Brief
Line by line, copy the data below exactly.

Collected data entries
........
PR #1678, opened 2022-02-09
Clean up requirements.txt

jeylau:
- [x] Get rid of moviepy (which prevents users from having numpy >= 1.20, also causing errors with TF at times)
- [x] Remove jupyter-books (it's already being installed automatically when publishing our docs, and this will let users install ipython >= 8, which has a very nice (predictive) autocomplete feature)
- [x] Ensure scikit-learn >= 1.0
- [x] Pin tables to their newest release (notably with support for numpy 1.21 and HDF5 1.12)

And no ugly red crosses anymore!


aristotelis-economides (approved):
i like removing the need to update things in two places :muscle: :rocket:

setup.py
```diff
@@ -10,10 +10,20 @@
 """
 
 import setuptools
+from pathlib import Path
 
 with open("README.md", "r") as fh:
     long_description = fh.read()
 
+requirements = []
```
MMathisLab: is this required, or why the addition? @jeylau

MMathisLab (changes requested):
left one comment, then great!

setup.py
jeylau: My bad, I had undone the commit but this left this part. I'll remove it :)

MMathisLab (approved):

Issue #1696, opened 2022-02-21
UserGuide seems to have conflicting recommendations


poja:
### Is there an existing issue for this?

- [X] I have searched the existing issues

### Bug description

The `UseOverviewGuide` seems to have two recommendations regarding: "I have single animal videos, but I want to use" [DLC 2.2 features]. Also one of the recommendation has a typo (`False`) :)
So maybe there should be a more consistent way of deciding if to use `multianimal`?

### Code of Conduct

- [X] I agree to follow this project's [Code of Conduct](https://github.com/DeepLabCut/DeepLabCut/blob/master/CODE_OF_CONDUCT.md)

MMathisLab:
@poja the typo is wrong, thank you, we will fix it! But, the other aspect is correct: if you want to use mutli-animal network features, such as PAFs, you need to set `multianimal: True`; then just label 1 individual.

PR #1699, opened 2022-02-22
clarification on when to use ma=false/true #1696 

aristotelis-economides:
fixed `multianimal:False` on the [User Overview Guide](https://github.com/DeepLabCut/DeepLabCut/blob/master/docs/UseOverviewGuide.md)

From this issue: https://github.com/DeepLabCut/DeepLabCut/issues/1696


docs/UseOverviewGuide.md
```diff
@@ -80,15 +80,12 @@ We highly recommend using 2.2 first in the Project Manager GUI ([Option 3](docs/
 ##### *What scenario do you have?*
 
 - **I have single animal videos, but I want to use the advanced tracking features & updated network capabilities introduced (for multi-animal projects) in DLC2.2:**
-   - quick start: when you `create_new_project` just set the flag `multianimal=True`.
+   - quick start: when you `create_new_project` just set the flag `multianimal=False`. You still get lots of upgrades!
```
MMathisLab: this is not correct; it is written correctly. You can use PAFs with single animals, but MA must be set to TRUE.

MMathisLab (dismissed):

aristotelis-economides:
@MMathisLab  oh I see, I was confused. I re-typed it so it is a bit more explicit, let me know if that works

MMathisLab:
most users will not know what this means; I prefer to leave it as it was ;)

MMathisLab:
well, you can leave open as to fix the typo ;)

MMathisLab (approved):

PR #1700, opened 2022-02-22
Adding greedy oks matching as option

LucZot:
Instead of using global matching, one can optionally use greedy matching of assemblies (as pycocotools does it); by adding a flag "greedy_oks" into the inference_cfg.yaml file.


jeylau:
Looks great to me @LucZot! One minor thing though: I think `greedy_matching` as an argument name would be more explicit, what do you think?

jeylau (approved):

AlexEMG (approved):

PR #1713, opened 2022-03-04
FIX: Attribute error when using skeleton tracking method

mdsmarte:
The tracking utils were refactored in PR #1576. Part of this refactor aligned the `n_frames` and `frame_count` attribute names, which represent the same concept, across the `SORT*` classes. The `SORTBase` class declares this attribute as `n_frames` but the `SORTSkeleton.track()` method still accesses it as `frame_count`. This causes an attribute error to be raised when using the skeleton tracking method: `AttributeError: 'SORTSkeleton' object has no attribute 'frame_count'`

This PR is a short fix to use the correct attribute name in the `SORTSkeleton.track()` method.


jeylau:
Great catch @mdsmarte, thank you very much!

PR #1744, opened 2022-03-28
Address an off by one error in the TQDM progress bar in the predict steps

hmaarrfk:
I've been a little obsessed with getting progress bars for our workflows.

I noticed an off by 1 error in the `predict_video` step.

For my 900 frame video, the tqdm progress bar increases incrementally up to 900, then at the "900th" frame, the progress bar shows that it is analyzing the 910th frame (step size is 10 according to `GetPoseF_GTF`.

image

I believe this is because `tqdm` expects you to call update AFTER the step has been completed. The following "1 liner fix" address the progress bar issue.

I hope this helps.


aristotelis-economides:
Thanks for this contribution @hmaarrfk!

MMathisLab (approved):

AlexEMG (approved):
........
Problem solution
PR #1678, opened 2022-02-09
Clean up requirements.txt

jeylau:
- [x] Get rid of moviepy (which prevents users from having numpy >= 1.20, also causing errors with TF at times)
- [x] Remove jupyter-books (it's already being installed automatically when publishing our docs, and this will let users install ipython >= 8, which has a very nice (predictive) autocomplete feature)
- [x] Ensure scikit-learn >= 1.0
- [x] Pin tables to their newest release (notably with support for numpy 1.21 and HDF5 1.12)

And no ugly red crosses anymore!


aristotelis-economides (approved):
i like removing the need to update things in two places :muscle: :rocket:

setup.py
```diff
@@ -10,10 +10,20 @@
 """
 
 import setuptools
+from pathlib import Path
 
 with open("README.md", "r") as fh:
     long_description = fh.read()
 
+requirements = []
```
MMathisLab: is this required, or why the addition? @jeylau

MMathisLab (changes requested):
left one comment, then great!

setup.py
jeylau: My bad, I had undone the commit but this left this part. I'll remove it :)

MMathisLab (approved):

Issue #1696, opened 2022-02-21
UserGuide seems to have conflicting recommendations


poja:
### Is there an existing issue for this?

- [X] I have searched the existing issues

### Bug description

The `UseOverviewGuide` seems to have two recommendations regarding: "I have single animal videos, but I want to use" [DLC 2.2 features]. Also one of the recommendation has a typo (`False`) :)
So maybe there should be a more consistent way of deciding if to use `multianimal`?

### Code of Conduct

- [X] I agree to follow this project's [Code of Conduct](https://github.com/DeepLabCut/DeepLabCut/blob/master/CODE_OF_CONDUCT.md)

MMathisLab:
@poja the typo is wrong, thank you, we will fix it! But, the other aspect is correct: if you want to use mutli-animal network features, such as PAFs, you need to set `multianimal: True`; then just label 1 individual.

PR #1699, opened 2022-02-22
clarification on when to use ma=false/true #1696 

aristotelis-economides:
fixed `multianimal:False` on the [User Overview Guide](https://github.com/DeepLabCut/DeepLabCut/blob/master/docs/UseOverviewGuide.md)

From this issue: https://github.com/DeepLabCut/DeepLabCut/issues/1696


docs/UseOverviewGuide.md
```diff
@@ -80,15 +80,12 @@ We highly recommend using 2.2 first in the Project Manager GUI ([Option 3](docs/
 ##### *What scenario do you have?*
 
 - **I have single animal videos, but I want to use the advanced tracking features & updated network capabilities introduced (for multi-animal projects) in DLC2.2:**
-   - quick start: when you `create_new_project` just set the flag `multianimal=True`.
+   - quick start: when you `create_new_project` just set the flag `multianimal=False`. You still get lots of upgrades!
```
MMathisLab: this is not correct; it is written correctly. You can use PAFs with single animals, but MA must be set to TRUE.

MMathisLab (dismissed):

aristotelis-economides:
@MMathisLab  oh I see, I was confused. I re-typed it so it is a bit more explicit, let me know if that works

MMathisLab:
most users will not know what this means; I prefer to leave it as it was ;)

MMathisLab:
well, you can leave open as to fix the typo ;)

MMathisLab (approved):

PR #1700, opened 2022-02-22
Adding greedy oks matching as option

LucZot:
Instead of using global matching, one can optionally use greedy matching of assemblies (as pycocotools does it); by adding a flag "greedy_oks" into the inference_cfg.yaml file.


jeylau:
Looks great to me @LucZot! One minor thing though: I think `greedy_matching` as an argument name would be more explicit, what do you think?

jeylau (approved):

AlexEMG (approved):

PR #1713, opened 2022-03-04
FIX: Attribute error when using skeleton tracking method

mdsmarte:
The tracking utils were refactored in PR #1576. Part of this refactor aligned the `n_frames` and `frame_count` attribute names, which represent the same concept, across the `SORT*` classes. The `SORTBase` class declares this attribute as `n_frames` but the `SORTSkeleton.track()` method still accesses it as `frame_count`. This causes an attribute error to be raised when using the skeleton tracking method: `AttributeError: 'SORTSkeleton' object has no attribute 'frame_count'`

This PR is a short fix to use the correct attribute name in the `SORTSkeleton.track()` method.


jeylau:
Great catch @mdsmarte, thank you very much!

PR #1744, opened 2022-03-28
Address an off by one error in the TQDM progress bar in the predict steps

hmaarrfk:
I've been a little obsessed with getting progress bars for our workflows.

I noticed an off by 1 error in the `predict_video` step.

For my 900 frame video, the tqdm progress bar increases incrementally up to 900, then at the "900th" frame, the progress bar shows that it is analyzing the 910th frame (step size is 10 according to `GetPoseF_GTF`.

image

I believe this is because `tqdm` expects you to call update AFTER the step has been completed. The following "1 liner fix" address the progress bar issue.

I hope this helps.


aristotelis-economides:
Thanks for this contribution @hmaarrfk!

MMathisLab (approved):

AlexEMG (approved):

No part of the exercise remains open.